BEGIN Data for processing

PR #2454, opened 2023-03-29
[PM-190] Add Environments to mobile login/registration

andrebispo5:
Merged after https://github.com/bitwarden/mobile/pull/2431
## Type of change
- [ ] Bug fix
- [X] New feature development
- [ ] Other

## Objective

Provide the user the ability to change the environment into which he is logging in or creating an account. 
The selected environment should persist when a user logs out.
EU environment shows based on feature flag.
Environment settings cog, on top right corner of the `HomePage` was moved to the environment picker as self-host.

## Code changes

* **src/App/Pages/Accounts/HomePage.xaml.cs:** `UpdateEnvironment` added in `OnAppearing` is used to update the environment selector label when the user comes from the self-hosted screen back to the `HomePage`

## Screenshots

Screenshot 2023-03-28 at 15 40 57
Screenshot 2023-03-28 at 17 01 35
Screenshot 2023-03-28 at 15 53 23

## Before you submit


src/Core/Services/EnvironmentService.cs
```diff
@@ -125,5 +128,17 @@ private string FormatUrl(string url)
...
+        {
+            return await SetUrlsAsync(new EnvironmentUrlData()
+            { Base = DefaultBaseUsRegion });
+        }
+
+        public async Task<EnvironmentUrlData> SetEuUrlsAsync()
+        {
+            return await SetUrlsAsync(new EnvironmentUrlData()
+            { Base = DefaultBaseEuRegion });
+        }
```
fedemkr, line 142: 🤔 🎨  Not sure how likely it would be to add more environments but this could be just one method with an enum or create some value objects that can be passed, or my favorite create static `EnvironmentUrlData` like this and remove both methods and use `SetUrlsAsync` directly :
```c#
public class EnvironmentUrlData
{
    public static EnvironmentUrlData DefaultUS = new EnvironmentUrlData { Base = "https://vault.bitwarden.com" };
    public static EnvironmentUrlData DefaultEU = new EnvironmentUrlData { Base = "https://vault.bitwarden.eu" }

    public string Base { get; set; }
    ...
}

// and this can be used like:

await SetUrlsAsync(EnvironmentUrlData.DefaultUS);
await SetUrlsAsync(EnvironmentUrlData.DefaultEU);
```

src/Core/Constants.cs
```diff
@@ -41,6 +41,8 @@ public static class Constants
         public const string NotificationDataType = "Type";
         public const string PasswordlessLoginRequestKey = "passwordlessLoginRequest";
         public const string PreLoginEmailKey = "preLoginEmailKey";
+        public const string ConfigsKey = "configsKey";
+        public const string DisplayEuEnvironmentFlag = "display-eu-environment";
```
fedemkr, line 45: ⛏️ IMO this can be moved to the `ConfigResponse` given that this flag is specific to the dictionary inside. So when more feature flags are added we have all of the keys in the same place.

fedemkr (changes requested):

src/App/Pages/Accounts/HomePageViewModel.cs
```diff
@@ -125,6 +141,10 @@ public async Task ContinueToLoginStepAsync()
                         AppResources.Ok);
                     return;
                 }
+                if (await _stateService.GetPreAuthEnvironmentUrlsAsync() == null)
+                {
+                    await _environmentService.SetUsUrlsAsync();
+                }
```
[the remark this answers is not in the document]
andrebispo5: Not seeing a good way to do it that will work for all the existing cases.

src/App/Pages/Accounts/HomePageViewModel.cs
```diff
@@ -165,39 +163,47 @@ await _stateService.IsAuthenticatedAsync(userId))
...
+            });
         }
 
         public async Task UpdateEnvironment()
         {
-            var baseUrlSaved = (await _stateService.GetPreAuthEnvironmentUrlsAsync())?.Base;
-            if (baseUrlSaved == _environmentService.DefaultBaseUsRegion || string.IsNullOrEmpty(baseUrlSaved))
+            var environmentsSaved = await _stateService.GetPreAuthEnvironmentUrlsAsync();
+            if (environmentsSaved == null || environmentsSaved.Equals(new EnvironmentUrlData()))
```
fedemkr: ⚠️ I see you override `Equals(...)` to compare if the saved one is empty basically. I wouldn't do that for this requirement, I think it's a little too much, and you're allocating a new object just to compare this (also when you override `Equals(...)` you should also override `GetHashCode(...)` or a hard to look for bug can happen if the object is used in lists)
I'd remove the `Equals(...)` and would do it simpler by just adding a readonly property in `EnvironmentUrlData` -> `IsEmpty`:
```c#
public bool IsEmpty => string.IsNullOrWhiteSpace(Base)
    && string.IsNullOrWhiteSpace(Api)
    && string.IsNullOrWhiteSpace(Identity)
    && string.IsNullOrWhiteSpace(Icons)
    && string.IsNullOrWhiteSpace(Notifications)
    && string.IsNullOrWhiteSpace(WebVault)
    && string.IsNullOrWhiteSpace(Events);
```

❓ Which would be the case the `EnvironmentUrlData` is not `null` but empty? Is that when the user filled the env data and then edited it and clear it out?

src/Core/Models/Data/EnvironmentUrlData.cs
```diff
@@ -2,12 +2,36 @@
...
+                    && env.Api == this.Api
+                    && env.Identity == this.Identity
+                    && env.Icons == this.Icons
+                    && env.Notifications == this.Notifications
+                    && env.WebVault == this.WebVault
+                    && env.Events == this.Events;
+            }
+
+            return base.Equals(obj);
+        }
```
fedemkr: ⚠️ Remove per comment where it's used

src/App/Pages/Accounts/HomePageViewModel.cs
```diff
@@ -25,11 +27,12 @@ public class HomeViewModel : BaseViewModel
...
-        private ILogger _logger;
-        private IEnvironmentService _environmentService;
-        private IAccountsManager _accountManager;
-        private IConfigService _configService;
+        private bool _displayEuEnvironment;
+        private readonly IPlatformUtilsService _platformUtilsService;
+        private readonly ILogger _logger;
+        private readonly IEnvironmentService _environmentService;
+        private readonly IAccountsManager _accountManager;
+        private readonly IConfigService _configService;
```
fedemkr, line 35: ⛏️  Since you're here could you move the services to the top with the other services so we maintain the format as in the other files?

fedemkr (changes requested):

src/App/Pages/Accounts/HomePageViewModel.cs
```diff
@@ -144,5 +162,56 @@ await _stateService.IsAuthenticatedAsync(userId))
...
+                    await _environmentService.SetUrlsAsync(result == AppResources.EU ? EnvironmentUrlData.DefaultEU : EnvironmentUrlData.DefaultUS);
+                    SelectedEnvironmentName = result;
+                }
+            });
+        }
+
+        public async Task UpdateEnvironment()
+        {
+            var environmentsSaved = await _stateService.GetPreAuthEnvironmentUrlsAsync();
+            if (environmentsSaved == null || environmentsSaved.IsEmpty())
```
fedemkr, line 196: ❓ Which would be the case the `EnvironmentUrlData` is not `null` but empty? Is that when the user filled the env data and then edited it and clear it out?

src/Core/Models/Data/EnvironmentUrlData.cs
```diff
@@ -2,12 +2,23 @@
...
+
         public string Base { get; set; }
         public string Api { get; set; }
         public string Identity { get; set; }
         public string Icons { get; set; }
         public string Notifications { get; set; }
         public string WebVault { get; set; }
         public string Events { get; set; }
+
+        public bool IsEmpty() => string.IsNullOrEmpty(this.Base)
```
fedemkr, line 16: ⛏️  This can be a readonly property to avoid the parenthesis on the calls.

src/Core/Models/Data/EnvironmentUrlData.cs
```diff
@@ -2,12 +2,23 @@
...
+                && string.IsNullOrEmpty(this.Api)
+                && string.IsNullOrEmpty(this.Identity)
+                && string.IsNullOrEmpty(this.Icons)
+                && string.IsNullOrEmpty(this.Notifications)
+                && string.IsNullOrEmpty(this.WebVault)
+                && string.IsNullOrEmpty(this.Events);
```
fedemkr, line 22: ⛏️  Remove the `this`. They are not necessary and we don't use it unless strictly necessary.

fedemkr (changes requested):

src/App/Pages/Accounts/HomePageViewModel.cs
andrebispo5: yes, when the user saves the env page empty.

src/App/Pages/Accounts/HomePage.xaml.cs
```diff
@@ -70,7 +72,14 @@ protected override async void OnAppearing()
...
             });
-            await _vm.UpdateEnvironment();
+            try
+            {
+                await _vm.UpdateEnvironment();
+            }
+            catch (Exception ex)
+            {
+                _logger.Value?.Exception(ex);
+            }
```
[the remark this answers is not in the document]
andrebispo5: It will default to the US servers in the ApiService, but it is very unlikely that it will throw an exception at this stage.

src/Core/Services/ConfigService.cs
```diff
@@ -49,14 +49,43 @@ public async Task<ConfigResponse> GetAsync(bool forceRefresh = false)
...
+        public async Task<int> GetFeatureFlagIntAsync(string key, bool forceRefresh = false, int defaultValue = 0)
+        {
+            await GetAsync(forceRefresh);
+            if (_configs?.FeatureStates?.TryGetValue(key, out var val) == true
                     &&
-                    boolVal;
+                    val is int intVal)
+            {
+                return intVal;
+            }
```
fedemkr: 🎨  Instead of having different methods for each type, you can have just one and use generics:
```c#
public async Task<T> GetFeatureFlagAsync<T>(string key, bool forceRefresh = false, T defaultValue = default)
{
    await GetAsync(forceRefresh);
    if (_configs?.FeatureStates?.TryGetValue(key, out var val) == true
            &&
            val is T actualValue)
    {
        return actualValue;
    }

    return defaultValue;
}
```

and call it like:
```c#
_displayEuEnvironment = await _configService.GetFeatureFlagAsync<bool>(ConfigResponse.DisplayEuEnvironmentFlag, forceRefresh: true);
```

fedemkr (changes requested):

src/Core/Services/ConfigService.cs
andrebispo5: I was doing it like that but i changed it on purpose to lock it to the 3 types available server side, and for the implementation to be similar.

fedemkr: Alright I think we can make the generic method private and leave the three public calls restricted, so we expose the restricted version but we have the generic one to avoid repeating code

andrebispo5: sounds good! 👍

fedemkr (approved):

END Data for processing

:: Exercise requirements ::
Indicate how many lines in the records above include the word "mobile", giving no other content.

:: Exercise response ::
2